One consequence of mass-dependent quenching is that it skews attempts to fit relations to the SFMS. There are very many such attempts in the literature; these usually have a slope less than one. The dashed line in the plot above gives one specific example. There are many others.

If one looks only at the most massive SINGS galaxies, the slope is indeed shallower than one. Selection effects bias galaxy catalogs strongly in favor of the biggest and brightest, so most work has been done on massive galaxies with M* > 1010 M. That only covers the top one tenth of the area of this graph. If that’s what you’ve got to work with, you get a shallow slope like the dashed line.

The dashed line does a lousy job of extrapolating to low mass. This is obvious from the dwarf galaxy data. It is also obvious from the simple mathematical considerations outlined above. Low mass galaxies could only fall on the dashed line if they were born yesterday. Otherwise, their high specific star formation rates would over-produce their observed stellar mass.

Despite this simple physical limit, fits to the SFMS that stray into the forbidden zone are ubiquitous in the literature. In addition to selection effects, I suspect the calibrations of both SFR and stellar mass are in part to blame. Galaxies will stray into the forbidden zone if the stellar mass is underestimated or the SFR is overestimated, or some combination of the two. Probably both are going on at some level. I suspect the larger problem is in the SFR. In particular, it appears that many measurements of the SFR have been over-corrected for the effects of dust. Such a correction certainly has to be made, but since extinction corrections are exponential, it is easy to over-do. Indeed, I suspect this is why the dashed line overshoots even the bright galaxies from SINGS.

This brings us back to the terminology of the main sequence. Among stars, the main sequence is defined by low mass stars that evolve slowly. There is a turn-off point, and an associated mass, where stars transition from the main sequence to the sub giant branch. They then ascend the red giant branch as they evolve.

If we project this terminology onto galaxies, the main sequence should be defined by the low mass dwarfs. These are nowhere near to exhausting their gas supplies, so can continue to form stars far into the future. They establish a star forming main sequence of slope unity because that’s what the math says they must do.

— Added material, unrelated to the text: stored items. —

PR #855, opened 2024-03-04
fix: reuse item login from parent

### LINKED ISSUE #854: [item-login] item login does not reuse from parent

pyphilia:
fix #854

### DIFF
--- a/src/services/itemLogin/test/index.test.ts
+++ b/src/services/itemLogin/test/index.test.ts
@@ -143,7 +143,7 @@ describe('Item Login Tests', () => {
         expect(result.item.id).toEqual(itemLoginSchema.item.id);
       });
 
-      it('Successfully get item login for child', async () => {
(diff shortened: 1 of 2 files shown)


src/services/itemLogin/test/index.test.ts
```diff
@@ -267,6 +267,24 @@ describe('Item Login Tests', () => {
             expectItemLogin(member, m);
             expect(res.statusCode).toBe(StatusCodes.OK);
           });
+
+          it('Successfully reuse item login with username from child', async () => {
```
spaenleh, line 271:
```suggestion
          it('Successfully reuse item login with username defined in parent when calling from child', async () => {
```

spaenleh (approved):
Looks good, just rename the test to make it clearer that we try to reuse the one defined in the parent from inside the child. 

🍁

Most of the literature on this subject refers to massive star forming galaxies. These are not the main sequence. They are the turn-off population. Massive spirals are near to exhausting their gas supply. Star formation is winding down as the fuel runs out.

Red and dead galaxies are the next stage, once star formation has stopped entirely. I suppose these are the red giants in this strained analogy to individual stars. That is appropriate insofar as most of the light from red and dead galaxies is produced by red giant stars. But is this really they right way to think about it? Or are we letting our terminology get the best of us?